4.5. Correlation Between Guilt and Age
This criterion was achieved. This criterion defined an inverse correlation between stages and guilt and pride (27). The guilt evolves as a human being grows and he/she contradicts values (22) and rules (12, 16). Thus guilt stimulates the first stages more than the last ones. Table 4 indicates that guilt-EMCSI correlates with the six stages in a descending way. Inversely, pride-EMCSI correlates with the six stages and gradually increases. There is a reverse in contiguous stages, however, these tendencies prevail and do not invalidate the EMT (33, 34).
4.6. Inverse Correlation Between Guilt, Pride and MCI Index
This last criterion was achieved. Pride and guilt had an inverse correlation with the EMCI (27). Table 5 demonstrates that the EMCI has a negative correlation with the guilt-EMCSI and a positive correlation with the pride-EMCSI. Furthermore, guilt-EMCSI and pride-EMCSI did not correlate; however, a negative value was found between them, which confirmed the antagonistic relationship between them.
5. Discussion
The present research showed that moral judgment has an emotional basis (10, 25), it extended the few studies on pride (29) and, an opposed relationship was empirically observed between pride and guilt (35). Additionally, guilt strongly and inversely correlates with the EMCI. The EMCI explicitly shows the inseparable emotive and cognitive relationship through two specific emotions, including guilt and pride.

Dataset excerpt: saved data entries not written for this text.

PR #1052, opened 2024-09-23
HIP 1052 - Add `file_hash` field to `/api/v1/blocks` endpoints' results 

Neurone:
**Description**:

This HIP proposes to expose the SHA384 hash of the decompressed record file already present in the Mirror Node's DB using the REST APIs via the `/api/v1/blocks` endpoints.

**Related issue(s)**:

N/A

**Notes for reviewer**:

N/A

**Checklist**

### DIFF
--- a/HIP/hip-0000.md
+++ b/HIP/hip-0000.md
@@ -1,0 +1,93 @@
+---
+hip: <HIP number (assigned by the HIP editor), usually the PR number>
+title: Add the `file_hash` field to the `/api/v1/blocks` endpoints' results
+author: Giuseppe Bertone <giuseppe.bertone@hashgraph.com>
+working-group: Giuseppe Bertone <giuseppe.bertone@hashgraph.com>
+requested-by: Giuseppe Bertone <giuseppe.bertone@hashgraph.com>
+type: Standards Track
+category: Mirror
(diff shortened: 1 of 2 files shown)


HIP/hip-0000.md
```diff
@@ -0,0 +1,93 @@
+---
+hip: <HIP number (assigned by the HIP editor), usually the PR number>
+title: Add the `file_hash` field to the `/api/v1/blocks` endpoints' results
+author: Giuseppe Bertone <giuseppe.bertone@hashgraph.com>
+working-group: Giuseppe Bertone <giuseppe.bertone@hashgraph.com>
+requested-by: Giuseppe Bertone <giuseppe.bertone@hashgraph.com>
```
steven-sheehy, line 6: The requested by needs to be an external user needing this change. I don't think we should move forward without an actual user requiring this.

Neurone:
We decided not to proceed with this change. The structure we use to store data or block information is flexible, and this would set a precedent that will lock users and the APIs to report this structure essentially forever.

As a spin-off discussion, we can start exploring designing a Mirror Node that can be extended with API extensions that are not part of the official public API, and that can be enabled or disabled at the discretion of the Mirror Node operator.

PR #1058, opened 2024-10-09
HIP-980: Add shadow fork support as a rejected idea

IvanKavaldzhiev:
**Description**:
After analyzing the efforts for implementing HIP-980, it was proposed to move the idea of shadow fork support in mirror-node as a rejected idea. That is, because it would have introduced too much REST API calls against public mirror node instances and would harm the performance. In addition, the UX would have included more efforts from a user perspective and wouldn't have been so easy to use.

**Related issue(s)**:

Fixes #

**Notes for reviewer**:

**Checklist**

### DIFF
--- a/HIP/hip-980.md
+++ b/HIP/hip-980.md
@@ -6,7 +6,7 @@ working-group: Steven Sheehy <@steven-sheehy>, Nana Essilfie-Conduah <nana@swirl
 type: Standards Track
 category: Mirror
 needs-council-approval: Yes
-status: Accepted
+status: In review
 created: 2024-06-03
 requested-by: Solo Labs
 discussions-to: https://github.com/hashgraph/hedera-improvement-proposal/discussions/981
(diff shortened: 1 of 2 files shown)


HIP/hip-980.md
```diff
@@ -11,55 +11,67 @@ last-call-date-time: 2024-07-23T07:00:00Z
 created: 2024-06-03
 requested-by: Solo Labs
 discussions-to: https://github.com/hashgraph/hedera-improvement-proposal/discussions/981
-updated: 2024-08-16
+updated: 2024-10-09
```
Nana-EC, line 14: @mgarbs and @steven-sheehy should we be updating the Status to be Rejected?

HIP/hip-980.md
```diff
@@ -11,55 +11,67 @@ last-call-date-time: 2024-07-23T07:00:00Z
...
+This HIP enhances part of the mirror node REST APIs to support querying by timestamp. This will allow users to query for
+the historical state of any entity info on the network that currently misses this functionality.
 
 ## Motivation
 
-To enhance user experience and allow users or developers to query the state of an entity at a specific point in time we will add a timestamp query parameter to all of the entity-based REST APIs that currently don't have one.
-This change will be especially valuable for building the foundation of the so-called shadow fork functionality, where a user or developer can use a local mirror node instance but run it against a production environment state.
-Having this support, users or developers will have the ability to use public state data to simulate and troubleshoot existing issues or replay historical transactions using local mirror node instance against production state.
+To enhance user experience and allow users or developers to query the state of an entity at a specific point in time we
+will add a timestamp query parameter to all of the entity-based REST APIs that currently don't have one.
```
Nana-EC, line 25: Q: why was the motivation section cut from 3 points to 1?
Seems strange for motivation to have changed now.

IvanKavaldzhiev: It's because the shadow fork initiative is being rejected in this HIP. Most of the points in the motivation section were describing the motivation of having shadow fork functionality. If we remove this part of the section what is left is the extension of reading historical data for all entity types via the REST API.

Nana-EC: Ah i see, the HIP is essentially being altered, or scoped in.
So we reject the shadow forking but we still commit to the historical part.
Gotcha

HIP/hip-980.md
Nana-EC: No longer applicable. HIP is not being rejected but scoped in

mgarbs (approved):

PR #1069, opened 2024-10-31
Enable KeyList Support in HTS  Precompile

mgarbs:
### Enable KeyList Support in HTS updateTokenKeys Precompile

This update adds support for using complex keys (`KeyLists` ) within the `updateTokenKeys` HTS precompile function, allowing developers to set token keys with multiple signatories directly in smart contracts. While complex keys are supported in the SDK, this enhancement allows on-chain token management with multi-signature and threshold-controlled permissions, expanding flexibility for applications requiring decentralized control over token keys.

### DIFF
--- a/HIP/hip-x.md
+++ b/HIP/hip-x.md
@@ -1,0 +1,94 @@
+---
+hip: <HIP number (assigned by the HIP editor)>
+title: Enable KeyList Support in HTS `updateTokenKeys` Precompile
+author: Michael Garber <@michael.garber>
+working-group: Giuseppe Bertone <@giuseppebertone>, Nikolaos Kamarinakis <@nikolaoskamarinakis>
+requested-by: Axelar
+type: Standards Track
+category: Service
+needs-council-approval: Yes
+status: Draft
+created: YYYY-MM-DD
+discussions-to: https://github.com/hashgraph/hedera-improvement-proposal/discussions/xxx
+updated: YYYY-MM-DD
+requires: <HIP numbers, if applicable>
+replaces: <HIP numbers, if applicable>
+superseded-by: <HIP numbers, if applicable>
+---
+
+## Abstract
+This HIP proposes an enhancement to the Hedera Token Service (HTS) precompile function `updateTokenKeys` to support **KeyLists**. Although KeyLists are supported within the SDK, they cannot currently be set through the HTS precompiles, which limits their usability in smart contracts for token management. Enabling KeyList support within the HTS precompile would allow token keys managed by KeyLists to be updated on-chain, adding significant flexibility for contract-based token operations.
+
+## Motivation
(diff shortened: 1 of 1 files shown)


HIP/hip-1069.md
```diff
@@ -0,0 +1,91 @@
...
+    (responseCode) = success
+        ? abi.decode(result, (int32))
+        : HederaResponseCodes.UNKNOWN;
+}
+
+Example Usage: 
+
+IHederaTokenService.TokenKey memory key = IHederaTokenService.TokenKey({
+    keyType: KeyType.SUPPLY,
+    key: KeyList({
```
stoyanov-st, line 61: Q:  Are we aiming to support both KeyList and Threshold key types? I can see only KeyList mentioned but this example is using a Threshold type for the keyless.

mgarbs: May we get this change reviewed and approved @Neurone @stoyanov-st ?

Neurone: I cannot do it. It seems @Nana-EC and @lukelee-sl are assigned as reviewers.

Neurone:
Hi @mgarbs , it seems to me we solved all the pending issues. From my PoV we can proceed.

lukelee-sl:
From a technical point of view, I do not think this can be accommodated without system contract versioning as you would be potentially breaking existing contracts.  If this is indeed the case, then we need to decide if this feature should be included in the next HTS contract version.

stoyanov-st:
I totally agree with @lukelee-sl, this is a great candidate for the contract versioning initiative. 
Also, does it make sense to include the solidity struct changes with the HIP?

stoyanov-st:
After carefully reviewing this HIP, the smart contracts team has agreed on several discussion topics that need to be addressed for the clarity and understanding of this feature. Those are:

1. 	Solidity Structure Updates
 -	A review of existing Solidity structures is necessary to ensure compatibility with the proposed changes.
  -   Notably, due to recursion issues in KeyList we must determine whether to modify existing structures or introduce new ones to handle key management more efficiently.
 -   If we follow the protobuf definitions for the structs modification there would be additional validation for the threshold = 1 that would require an appropriate response code for the unsuccessful scenarios.
 -   Also, KeyHelper.sol needs adjustments.
2. 	Other Threshold Limitations
  -	While a threshold of 1 is the obvious limit, we need to address the more complex scenarios, such as a threshold within a threshold.
 -	Defining these limitations early will help avoid ambiguity in implementation, misinterpretations and potential security concerns.

3.  Specification of Key Usage for Signing Transactions
 -	A clear specification is needed regarding who signs transactions and which keys are used in different scenarios or a reference to an existing specification.

4.  System Contract Address
-   As this feature is going to be leveraging the System Contract Versioning, there needs to be a section stating the address that is going to be exposing it.

Considering the impact that this proposal is going to make, we need to be careful and also be able to foresee most of the implications that it is going to produce.

PR #1072, opened 2024-11-04
Update hip-904.md to Final for release 0.54.2

mgarbs:


mgarbs:
This is only a partial functionality, not yet full

PR #634, opened 2021-02-15
Added greek provider An1me!

ArjixGamer:

### DIFF
--- a/anime_downloader/sites/an1menl.py
+++ b/anime_downloader/sites/an1menl.py
@@ -1,0 +1,49 @@
+import logging
+import re
+from anime_downloader.sites.anime import Anime, AnimeEpisode, SearchResult
+from anime_downloader.sites import helpers
+
+logger = logging.getLogger(__name__)
+
+
+class An1menl(Anime, sitename='an1me'):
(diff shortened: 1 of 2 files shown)


ArjixGamer:
purely regex

ArjixGamer:
since red did the soup, i made it ready for review

AbdullahM0hamed:
Don't we still have the issue of the links failing to download? 😔

ArjixGamer:
um, shh, shudup

AbdullahM0hamed:
> um, shh, shudup 

kako-6mmtatSBLB68SSYu

IguanasInPyjamas:
So this PR is open but fails to function?

AbdullahM0hamed:
It was initially a draft. I added a commit, and I think @ArjixGamer might've marked it as ready for review under the mistaken assumption that I'd fixed the problem in question

ArjixGamer:
Hmm, I'm not on pc so I won't test. But taking the links from ``-u`` and playing them with mpv worked, might be a referer issue? Like, it should have no referer instead of having itself as the referer?

PR #635, opened 2021-02-19
Add quality selection to animeout

AbdullahM0hamed:
Quality selection is desperately needed on this provider as animeout displays all episodes of all qualities in the same page and `_scrape_episodes` picks them all up as separate episodes. The difference can be seen with the command `anime dl -u hanayome -p animeout -c 1`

The EMCI reinforces the dual theoretical precept of moral judgment (4, 34) and the pride is directly related to this competence. An applicable derivation of the findings is that the EMCI, the guilt-EMCSI and pride- EMCSI can be useful to unveil people who feel and reason ethically and, help to diagnose and prevent the moral anguish caused by the frustrated desire of wanting to do the right thing, which have terrible effects on health (36). Although more validation research is required. The present results suggest that the sub-indexes can be used to evaluate workers who commonly carry out assessments at a low morality level, as few studies have examined the way by which emotions affect organizational ethics.
The shown sub-indexes and index help to the idea that solid professional ethics has a positive relationship with the organizational practice and job satisfaction. In addition, it supports the diagnosis of people’s moral reasoning (37). Moral behaviors are positively related to well-being, while inversely, immoral behaviors are negatively related to mental disorder (38). Pride and guilt in moral judgment suggest that other emotions such as shame and indignation and, further learnings such as maximization and avoidance, self-conscious and non-self-conscious may do so as well (12, 39).
Most of the participants were male in the south-east of Mexico. This limits the generalizability of the results to populations in Mexico. More studies are needed, particularly in high school students, women and, employees.
5.1. Conclusions
A new way that values the emotive moral judgment was introduced. The theoretical and empirical validity of the EMT, its EMCI index, EMCSI-Guilt and EMCSI-pride sub-indexes were shown. Also, we showed that guilt and pride motivated moral judgment. Likewise, the guilt was a moral emotion opposed to pride, and pride had a favorable impact on moral judgment.
Finally, the importance of the validation procedure based on theoretical criteria was highlighted as follows: the moral emotion as a motivator, the moral emotional habituation, the descending relationship between the repulsion reaction and the moral stages, the inverse relationship between guilt and pride, and the rewarding moral emotion of success and pride favorably impacts the emotive moral judgment competence.